▶ _TASK ITEM_
Only lines containing the word "github" belong in the answer; copy each one from the records.

▶ _SOURCE MATERIAL_
PR #4106, opened 2017-04-15
.travis.yml: Escape script after unsupported check

jayvdb:
Add an ``exit`` if UNSUPPORTED==true, and move the other
commands up to the top level of script block.

Follows style of https://github.com/coala/coala-bears/commit/a0f258e

### DIFF
--- a/.travis.yml
+++ b/.travis.yml
@@ -28,8 +28,6 @@ addons:
 
 before_install:
   - if [[ $TRAVIS_OS_NAME == osx ]]; then TRAVIS_PYTHON_VERSION=3.5; fi
-  - export TRAVIS_PYTHON_VERSION_MAJOR=${TRAVIS_PYTHON_VERSION%.[0-9]}
-  - export TRAVIS_PYTHON_VERSION_MINOR=${TRAVIS_PYTHON_VERSION#[0-9].}
 
   - >
     if [[ $TRAVIS_OS_NAME == osx ]]; then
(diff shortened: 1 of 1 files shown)


.travis.yml
```diff
@@ -62,24 +60,24 @@ before_script:
 
 script:
   - >
-    if [[ $TRAVIS_PYTHON_VERSION_MINOR < 4 || $TRAVIS_PYTHON_VERSION_MAJOR == 2 ]]; then
+    if [[ "$UNSUPPORTED" == true ]]; then
       coverage run setup.py install | grep -q 'coala supports only python 3.4 or later'
+    fi
+  - if [[ "$UNSUPPORTED" == true ]]; then exit; fi
```
RohanVB:
```
if [[ "$UNSUPPORTED" == true ]]; then 
exit; 
fi
```
or just the `fi` in next line?

.travis.yml
```diff
@@ -62,24 +60,24 @@ before_script:
...
+  - bash .misc/tests.sh
+  - python setup.py bdist_wheel
+  - pip install ./dist/coala-*.whl
+  - pip install coala-bears[alldeps] --pre -U
+  # https://github.com/coala/coala-bears/issues/1037
```
RohanVB: Why is this here?

.travis.yml
jayvdb: why?  Travis shows only the first line, so ideally the `exit` is there so the reader can see what is being done.
Why hide the `if`?

.travis.yml
jayvdb: This is an indentation only change, and should not be changed in this commit.
You can read more about it at https://github.com/coala/coala-bears/issues/1037

.travis.yml
RohanVB: IMO on the next line because it just made more sense in my mind as a block for readability.

.travis.yml
```diff
@@ -62,24 +60,24 @@ before_script:
...
+  - >
+    if [[ "$TRAVIS_PULL_REQUEST" == "false" ]]; then
+      python3 -m nltk.downloader punkt maxent_treebank_pos_tagger averaged_perceptron_tagger
```
RohanVB: Can we load from cache here? We have `pip install coala-bears[alldeps] --pre -U` with the nltk merge

jayvdb: Waiting for https://github.com/coala/coala/pull/4128

.travis.yml
```diff
@@ -62,22 +60,22 @@ before_script:
...
-      pip install coala-bears[alldeps] --pre -U
-      # https://github.com/coala/coala-bears/issues/1037
-      if [[ "$TRAVIS_PULL_REQUEST" != "false" ]]; then
-        sed -i.bak '/bears = GitCommitBear/d' .coafile
-      fi
-      coala --non-interactive
-      make -C docs clean
-      python setup.py docs
     fi
+  - if [[ "$UNSUPPORTED" == true ]]; then codecov || true; exit; fi
```
Mixih: why don't we add this to the if block above?

jayvdb: because then we need `set -x -e` , and need to add trailing `;`, etc

.travis.yml
```diff
@@ -62,22 +60,22 @@ before_script:
...
+  - bash .misc/tests.sh
```
Mixih: intentional omission of the `set -e`?

jayvdb: Yes, travis does `set -e` by checking the error status of each entry in the build script.  It needs to be manually added only if there are multiple bash commands in a single entry of the build script, which travis cant 'see'.

Mixih:
ack 3b258e7

jayvdb:
@rultor merge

▶ _TASK RESULT_
Follows style of https://github.com/coala/coala-bears/commit/a0f258e
+  # https://github.com/coala/coala-bears/issues/1037
You can read more about it at https://github.com/coala/coala-bears/issues/1037
jayvdb: Waiting for https://github.com/coala/coala/pull/4128
-      # https://github.com/coala/coala-bears/issues/1037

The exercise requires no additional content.